Personal information
- Born: 8 February 1981 (age 44)
- Original team: Oakleigh U18
- Debut: Round 13, 4 June 2000, Western Bulldogs vs. Geelong, at Telstra Dome
- Height: 193 cm (6 ft 4 in)
- Weight: 94 kg (207 lb)

Playing career^{1}
- Years: Club / Games (Goals)
- 1999–2002: Western Bulldogs / 35 (5)
- 2003–2005: St Kilda / 45 (2)
- Total:  / 80 (7)
- ^{1} Playing statistics correct to the end of 2005.

Career highlights
- AFL Rising Star nominee 2001; St Kilda pre-season premiership 2004;

= Luke Penny =

Australian rules footballer, born 1981

Luke Penny (born 8 February 1981) is a former Australian rules footballer.

Recruited to the Western Bulldogs in the 1998 AFL draft as pick 14, Penny was seen as a project player who could lead the defence in years to come. He stood at 193 cm, and made his debut in 2000. With Matthew Croft at the club, he could not cement his spot at the Bulldogs, so was traded to St Kilda Football Club for pick 17 (which turned out to be Cameron Faulkner) in the 2002 AFL draft.

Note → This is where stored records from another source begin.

PR #1250, opened 2018-12-11
[Internal] Replace margin overrides with margin prop

siddharthkp:
Built on top of https://github.com/auth0/cosmos/pull/1249

---

If this PR is too big to succeed, I can split it into smaller chunks and roll it out 
over time.

There should be 0 chromatic changes.

---

- [x] atoms
- [x] molecules 
- [x] _helpers

Left the `Stack` component alone because it needs a refactor

---

Note: The goal is not to replace all usage of margin inside cosmos.

You should use css margin while creating new components (typically atoms), but use the margin prop while composing them in molecules.

Using the margin prop inside cosmos is just a way to test out the API internally before giving it to other folks

---

## I have updated the findings in the RFC: https://github.com/auth0/cosmos/pull/1059#issuecomment-446484124

### DIFF
--- a/core/components/atoms/_overlay/overlay.js
+++ b/core/components/atoms/_overlay/overlay.js
@@ -73,7 +73,16 @@ class Overlay extends React.Component {
     if (open) {
       content = (
         <Overlay.Backdrop onMouseDown={this.handleMouseDown}>
-          <Overlay.Element contentSize={contentSize} innerRef={el => (this.contentElement = el)}>
+          <Overlay.Element
+            margin={{
+              top: 'xlarge',
+              bottom: 'xlarge',
+              left: 'small',
+              right: 'small'
+            }}
+            contentSize={contentSize}
+            innerRef={el => (this.contentElement = el)}
+          >
             {children}
           </Overlay.Element>
         </Overlay.Backdrop>
@@ -98,7 +107,6 @@ Overlay.Backdrop = styled.div`
 
 Overlay.Element = styled.div`
   width: 100%;
-  margin: ${spacing.xlarge} ${spacing.small};
   pointer-events: none;
 
   /* Since the focus trap is adding divs around the dialog box, the max width prop should be here */
--- a/core/components/atoms/_overlay/overlay.js
+++ b/core/components/atoms/_overlay/overlay.js
@@ -108,6 +108,7 @@ Overlay.Backdrop = styled.div`
 Overlay.Element = styled.div`
   width: 100%;
   pointer-events: none;
+  display: inline-block;
 
   /* Since the focus trap is adding divs around the dialog box, the max width prop should be here */
   max-width: ${props => Overlay.getSizeForOverlay(props.contentSize)};
--- a/core/components/atoms/_overlay/overlay.js
+++ b/core/components/atoms/_overlay/overlay.js
@@ -1,7 +1,7 @@
 import React from 'react'
 import ReactDOM from 'react-dom'
 import PropTypes from 'prop-types'
-import styled from 'styled-components'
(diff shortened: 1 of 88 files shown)


andresgalante:
Hey @siddharthkp when you get to the Stack and the other scary things let me know, we can do that together

siddharthkp:
> Hey @siddharthkp when you get to the Stack and the other scary things let me know, we can do that together

Left the Stack component alone because it needs a refactor first

core/components/atoms/_overlay/overlay.js
```diff
@@ -73,7 +73,16 @@ class Overlay extends React.Component {
     if (open) {
       content = (
         <Overlay.Backdrop onMouseDown={this.handleMouseDown}>
-          <Overlay.Element contentSize={contentSize} innerRef={el => (this.contentElement = el)}>
+          <Overlay.Element
+            margin={{
```
andresgalante: I'd avoid something like this.

If a component or children of a component need margins, then it should have them on the CSS. Let it be itself.

The margin helper should be an overwrite, as a utility class, only to be used by users in the case they need to overwrite margins.

The same goes for all the other changes in this PR, Unless I am missing something I'd hate to go down this road.

siddharthkp: Unless you meant, let's still define them inside the component but with the prop instead of css - that sounds perfect

andresgalante: Let's keep them. 

Layouts remove margins of it's children. And if they are not using layouts, then let's not break anything before v1

siddharthkp: Oh I didn't understand your question correctly at first. Now I get it.

> I understand that the reason is to test out the API internally before giving it to other folks

Yep, that's the goal

> It'll make the developer experience for us worst, it'll be a problem to review PRs decreasing internal consistency of the code, as well as became a maintainability issue because we'd have to look into 2 different places to make style changes.

That's fair. We don't have to merge this PR. We can close it after looking at the implementation

An interesting question to ask here is: Does this prop make the developer experience worse for application developers as well?

andresgalante: > Does this prop make the developer experience worse for application developers as well?

I don't think so, utility classes proved to be vital. One of the design system's key aspects is that it should never assume, that means not assuming we know what the use cases specific situation they'll have to deal with.

Offering margin as a utility class is usually needed.

Other heavily used utility classes are for example font sizes, but we have that baked in text (or we should).

Plus there is always the situation when we have a new element on the page, we don't want to use a layout for it and we need a space, for example, an alert that appears. Let's take a look at this tomorrow when we test layouts further

siddharthkp: That's a good point!

I didn't realise we'll need `!important`

Breaking [example here](https://auth0-cosmos-replace-margins.now.sh/docs/#/playground?code=%250A/*%20you%20have%20access%20to%20all%20cosmos%20components%20here%20*/%250A%250Aconst%20Wrapper%20=%20styled.div%60%250A%20%20border-top:%202px%20solid%20pink;%250A%60%250A%250Aconst%20CustomHeading%20=%20styled(Heading)%60%250A%20%20margin-top:%20100px;%250A%60%250A%250Aconst%20Example%20=%20()%20=%3E%20%7B%250A%20%20return%20(%3CWrapper%3E%250A%20%20%20%20%3CCustomHeading%20size=%7B1%7D%20margin=%7B%7B%20top:%200%20%7D%7D%3EPreview%3C/CustomHeading%3E%250A%20%20%3C/Wrapper%3E)%250A%7D%250A%250Arender(Example)%250A)

Issue #1075, opened 2018-11-07
Improve hover state for icon in Button


landitus:
We have a special Button with icon that it's not changing color on hover. The button bg is changing, but the icon is not.

I'm attaching an image with an example. Note the blue changes from `link` to the `link-hover` token.

<img width="341" alt="screen shot 2018-11-07 at 15 38 45" src="https://user-images.githubusercontent.com/239215/48159221-65381e00-e2b3-11e8-8c37-231e460a9391.png">

PR #1251, opened 2018-12-11
Fix icon hover states

siddharthkp:
Fixes: https://github.com/auth0/cosmos/issues/1075

:drake-sad:

image

:drake-happy:

image


landitus:
@siddharthkp 	This one is getting uglier as we need to undo overrides for the Pagination, the pagination toolbar and the Dialog (x close button). I'm having a hard time overriding the special button, so I think we need to review this from another angle.

landitus:
Not as it is. Will close it for now as it makes more sense to go another route. 
a. Review the buttons again and try to move the overrides to the Table/Resource List
b. Add a specific appearance for it.

PR #1252, opened 2018-12-11
Fix Security issue and fix error on example when opening Applications

jvelezpo:
It fixes a npm install error with `react-dom` version and It fixes this error:

image


francocorreasosa:
Hey! Thank you for the PR! I will take a look at this and keep you posted :)

Issue #1232, opened 2018-12-07
Tooltip maxWidth


astanciu:
I think the `<Tooltip>` component could benefit from a `maxWidth` property to line wrap long texts.

![image](https://user-images.githubusercontent.com/1675025/49619656-7ac06680-f98b-11e8-805e-a76ff0df554a.png)

landitus:
Indeed, thanks @astanciu . We'll add it to next sprint.

landitus:
I'm attaching the design spec for reference. I think we should have all tooltips have a `max-width` of 260px. I've taken this number from the actual usage in Website and Manage.

<img width="790" alt="screen shot 2018-12-11 at 13 34 08" src="https://user-images.githubusercontent.com/239215/49815167-ed459380-fd49-11e8-8a5b-43a39ec0d380.png">

PR #1258, opened 2018-12-11
#1232 Add Tooltip maxWidth && fix some warnings about components with…

jvelezpo:
Fixes: 
* https://github.com/auth0/cosmos/issues/1232
* some warnings about components without keys inside a map

### DIFF
--- a/core/components/atoms/switch/switch.js
+++ b/core/components/atoms/switch/switch.js
@@ -14,9 +14,9 @@ class Switch extends React.Component {
     this.state = { on: props.on }
   }
   onToggle(e) {
-    e.preventDefault();
-    e.stopPropagation();
-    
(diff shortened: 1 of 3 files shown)


jvelezpo:
Note: 
i tried to update the Docs but i could not do it :/
ran yarn dev, and was trying to modify `tooltip.md`, and nothing ......

maybe  if i have some more time later i will get back on it

landitus:
Hi @jvelezpo 	!! Thanks for contributing! I've just reviewed the design and made a spec where the max-width is not configurable, but set to 260px. Just letting you know in case you want to fix this, but we can gladly take it from here so we can have it merged.

jvelezpo:
Im on it 👍

PR #1264, opened 2018-12-12
Makes Tabs accessible

### LINKED ISSUE #923: Tabs are not accessible
**Describe the bug**
The Tabs cannot be navigated using the keyboard by hitting tab. (the irony!)

**Expected behavior**
You should be able to move through Tab Links by using tab key, and selecting one by using the enter key

**Screenshots**
tab-tab

**Cosmos version:**
0.5.2

**Additional context**
Could be a case of non-semantic HTML output

### LINKED ISSUE #1169: Add support for Tabs in Dialog
When using a Tab component inside a Dialog, there are styling problems due to: 1) we need to achieve a edge to edge positioning, 2) Tabs are centered inside the dialog.

Provide proper support and styles to add Tabs inside the dialog. Add examples for testing and documentation for this use case. 

**Additional context**
I remember this feature was part of the Dialog PR, but we decided to add it later so we removed it.

andresgalante:
This PR closes #923 and fixes #1169 by making the tabs responsive and styling them correctly on the dialog.

Now Tabs:

- Have the correct aria tags, roles and IDs
- Handle focus correctly
- Handle keyboard interaction as described on the specs
- Have focus indications
- Are centered within the dialog
- Improves documentation


landitus:
Another comment: The focus ring on the tab content works ok when navigating with the keyboard, but I also shows when the user clicks on the area. Can we show the focus ring only when the user navigates with the keyboard? 

kapture 2018-12-14 at 12 14 49

core/components/molecules/tabs/tabs.js
```diff
@@ -129,20 +131,69 @@ class Tabs extends React.Component {
...
+Tabs.TabLink = styled.button`
+  /* Resets button browser styles */
+  background-color: transparent;
+  border: none;
+  padding: ${spacing.small} 0;
+  color: ${colors.link.default};
+  cursor: pointer;
+  border-bottom: 1px solid transparent;
+  margin-bottom: -1px;
+  line-height: 1.3;
```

Making his debut with the Saints in 2003, Penny continued to improve in a key-defensive position, and became first-choice full-back at the club. However, in 2004 and particularly 2005, Penny started having trouble with his knees. In 2005 he played just 9 games and was a figure in the Saints' massive injury list throughout the year. At the end of the 2005 season, Penny's knee injuries had become a massive problem and it was widely known that he was considering retirement. At just 24 years of age, on 29 November, Penny made his retirement official, with 3 years remaining on his contract.